Step 11 gate failed per greenfield rule: 5 e2e ACs reach
`replay.compose_root.ready` and then crash inside
runtime_root.airborne_bootstrap on the first pre_constructed
lookup. That is "missing internal product implementation",
which the gate description routes back to Implement.

* Task spec AZ-618 (255 lines, 5 pts, 6-phase internal split,
  AC-1..AC-5) parked in _docs/02_tasks/todo/. Phases land in
  dependency order: c13_fdr+clock -> c6_* -> c7_inference ->
  c3_lightglue+features -> c282_ransac_filter -> c5 helpers.
* Autodev state: step 7 (Implement), status not_started,
  sub_step awaiting-invocation, cycle 1. retry_count = 0.
* Leftover D-CROSS-CVE-1: replay attempted, still deferred
  (gtsam 4.2.1 on PyPI still pins numpy<2.0.0); timestamp
  bumped to 2026-05-18T20:35+03:00.

Co-authored-by: Cursor <cursoragent@cursor.com>
This commit is contained in:
Oleksandr Bezdieniezhnykh
2026-05-18 20:42:25 +03:00
parent e054a55804
commit bcdc17bd74
3 changed files with 262 additions and 7 deletions
@@ -0,0 +1,255 @@
# AZ-618 — Airborne main() builds pre_constructed infrastructure for compose_root
**Task**: AZ-618_airborne_bootstrap_pre_constructed
**Name**: Airborne bootstrap pre_constructed assembly (cross-cutting Tier-1)
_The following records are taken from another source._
PR #256, opened 2019-02-25
fix/parsec: do not fail immediately on first failed gossip event

madadam:
On handling gossip (`handle_request` and `handle_response`), do not fail the whole handling on the first failed event. Instead, try to process as many events as possible, and only return the error (if any) afterwards. This fixes an issue where if a newly joined node recieves an gossip which contains an event from someone who is no longer in the section, the node would never process the remaining events which might block consensus and break the section.

WIP, because discussion is required.


madadam:
Closing in favor of https://github.com/maidsafe/parsec/pull/257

**Description**: Land an `airborne_bootstrap.build_pre_constructed(config) -> dict[str, Any]` function (or equivalent in-`main()` wiring) that constructs every infrastructure object the registered airborne-strategy wrappers require, and call `compose_root(config, pre_constructed=...)` with the result from `runtime_root.main()`. Without this, `compose_root()` raises `AirborneBootstrapError` on the first wrapper lookup (`c1_vio` reaches for `pre_constructed['c13_fdr']` and finds nothing) and the binary cannot reach takeoff.
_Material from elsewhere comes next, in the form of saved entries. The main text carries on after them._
PR #257, opened 2019-02-26
fix/parsec: create own events only when we become voter

madadam:
This PR fixes the following issue:

1. Node (A) is removed from the section
2. New node (B) joins and recieves a gossip message from someone
3. The events in the gossip message might be ordered so that an event from A is before an event which triggers the consensus to add A (*)
4. But B doesn't yet know A, so it reject that event and return error, never processing the rest of the gossip message
5. This might sometimes prevent consensus to be reached and make the section disfunctional

The fix is to make sure that any event from A always comes after the event which triggers the consensus on add A. This is achieved by postponing inserting our events into the graph until we become voter - that is - we are either genesis node or we have observed consensus on adding ourselves.

(*) This is because the initial event and the event which triggered the consensus are neither ancestor nor descendant of each other, so they can be ordered in arbitrarily.

### DIFF
--- a/src/peer_list/peer.rs
+++ b/src/peer_list/peer.rs
@@ -11,7 +11,11 @@ use crate::gossip::{EventIndex, IndexedEventRef};
 use crate::hash::Hash;
 use crate::id::PublicId;
 use crate::serialise;
-use std::iter::{self, FromIterator};
+use itertools::Itertools;
+use std::{
+    fmt::{self, Debug, Formatter},
+    iter::{self, FromIterator},
+};
 
 #[derive(Debug)]
 pub(crate) struct Peer<P: PublicId> {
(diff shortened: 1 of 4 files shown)


src/peer_list/peer.rs
```diff
@@ -174,3 +177,9 @@ impl Slot {
         iter::once(self.first).chain(self.rest.iter().cloned())
     }
 }
+
+impl Debug for Slot {
```
madadam: Note to reviewers: this change is not strictly necessary for the rest of the PR, but it makes the debug output of `PeerList` more readable which simplified debugging when working on the rest of this PR.

maqi: I am ok with having this part included in this PR.
However, maybe it will be better to have this part in a separate commit?

madadam: :+1: Moved to a separate commit.

PR #259, opened 2019-02-26
MAID-3282: add Requesting sync event variant

Fraser999:
All functional tests have been updated except `accomplice_framing_attempt` which was removed since it tests a scenario which cannot happen any more, and `invalid_gossip_creator` which is currently ignored as the corresponding production code has been removed and is unlikely to be replaced.

The task specifies handling malice, but we have since agreed to deal with that in a separate PR.


src/gossip/cause.rs
```diff
@@ -44,13 +46,30 @@ pub(crate) enum Cause<V, E> {
...
+        packed_cause: Cause<Vote<T, P>, EventHash, P>,
         creator: PeerIndex,
         ctx: &EventContextRef<T, S>,
     ) -> Result<(Self, ObservationForStore<T, P>), Error> {
         let cause = match packed_cause {
+            Cause::Requesting {
+                ref self_parent,
+                ref recipient,
+            } => {
+                let recipient_index = if let Some(index) = ctx.peer_list.get_index(recipient) {
```
jeanphilippeD: Maybe create a new function like to avoid adding implementation detail to this function.

```
fn self_parent_index<P: PublicId>(graph: &Graph<P>, hash: &EventHash) -> Result<EventIndex, Error> {
    graph.get_index(hash).ok_or_else(|| {
        debug!("unknown self-parent with hash {:?}", hash);
        Error::UnknownSelfParent
    })
}
```

src/gossip/cause.rs
```diff
@@ -94,8 +113,15 @@ impl<P: PublicId> Cause<VoteKey<P>, EventIndex> {
...
         ctx: EventContextRef<T, S>,
-    ) -> Result<Cause<Vote<T, P>, EventHash>, Error> {
+    ) -> Result<Cause<Vote<T, P>, EventHash, P>, Error> {
         let cause = match *self {
+            Cause::Requesting {
+                self_parent,
+                recipient,
+            } => Cause::Requesting {
+                self_parent: self_parent_hash(ctx.graph, self_parent)?,
+                recipient: ctx.peer_list.get_known(recipient)?.id().clone(),
```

**Complexity**: 5 points (cross-cutting; touches up to 12 infrastructure slots, but each slot reuses an existing per-component builder; GPU init for `c7_inference` + `c3_lightglue_runtime` + `c3_feature_extractor` is the only genuinely new wiring)
**Dependencies**: AZ-591 (registry registration is the prerequisite — without it the wrappers do not run at all). Helper / runtime classes consumed by the wrappers are all already in `done/` per their own task IDs (c13_fdr → AZ-273+, c6_descriptor_index → AZ-306, c6_tile_store → AZ-303+, c7_inference → AZ-320+, c3_lightglue_runtime + c3_feature_extractor → AZ-278+, c2_82_ransac_filter → AZ-358, c5_imu_preintegrator → AZ-276, c5_se3_utils → AZ-277, c5_wgs_converter → AZ-284, c5_isam2_graph_handle → AZ-381).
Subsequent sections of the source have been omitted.